[Collected data entries]
PR #376, opened 2021-09-27
OAK-9584 add failing test when accessing rep:authorizableId via expanded

kwin:
name

@anchela @mreutegg Any idea why this is failing for the namespace prefix "rep"?

### DIFF
--- a/oak-jcr/pom.xml
+++ b/oak-jcr/pom.xml
@@ -52,6 +52,7 @@
       org.apache.jackrabbit.test.api.WorkspaceCopyTest#testCopyNodesLocked                             <!-- OAK-118 -->
       org.apache.jackrabbit.test.api.WorkspaceMoveSameNameSibsTest#testMoveNodesOrderingSupportedByParent <!-- OAK-118 -->
       org.apache.jackrabbit.test.api.WorkspaceMoveTest#testMoveNodesLocked                             <!-- OAK-118 -->
+      org.apache.jackrabbit.oak.jcr.ValidNamesTest#testRepNamespaceUri                                 <!-- OAK-74 -->
 
       <!-- Locking : not fully implemented -->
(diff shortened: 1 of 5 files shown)


mreutegg:
Meanwhile discussion continued in OAK-9584. Issue is caused by invalid namespace URI as mentioned in OAK-74.

@kwin do you want to keep this PR open? You could add the test to the list of known issues in https://github.com/apache/jackrabbit-oak/blob/403801af2ccf727880019c18efefe95b83fdc3ae/oak-jcr/pom.xml#L38 and then merge.

kwin:
@mreutegg Where is the Maven property `known.issues` (passed as system property to maven-surefire-plugin and maven-failsafe-plugin) evaluated? Despite adding my test method to this property it is still evaluated: https://ci-builds.apache.org/blue/organizations/jenkins/Jackrabbit%2Foak-trunk-pr/detail/PR-376/4/pipeline

kwin:
It seems to work only for test cases extending [AbstractJCRTest, JUnit3](https://github.com/apache/jackrabbit/blob/ed3124e5fe223dada33ce6ddf53bc666063c3f2f/jackrabbit-jcr-tests/src/main/java/org/apache/jackrabbit/test/AbstractJCRTest.java#L476) (and therefore leveraging https://github.com/apache/jackrabbit/blob/ed3124e5fe223dada33ce6ddf53bc666063c3f2f/jackrabbit-jcr-tests/src/main/java/org/apache/jackrabbit/test/JCRTestResult.java#L103) but not for ones extending [AbstractRepositoryTest, JUnit4](https://github.com/apache/jackrabbit-oak/blob/trunk/oak-jcr/src/test/java/org/apache/jackrabbit/oak/jcr/AbstractRepositoryTest.java) as the latter does not implement this filtering logic. This would require a custom [TestRule](https://junit.org/junit4/javadoc/4.12/org/junit/rules/TestRule.html) (similar to http://www.javabyexamples.com/conditional-ignore-with-junit-test-rule)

- Exercise goal -
Copy out every line of the data that includes "failing".

- Answer below -
OAK-9584 add failing test when accessing rep:authorizableId via expanded
@anchela @mreutegg Any idea why this is failing for the namespace prefix "rep"?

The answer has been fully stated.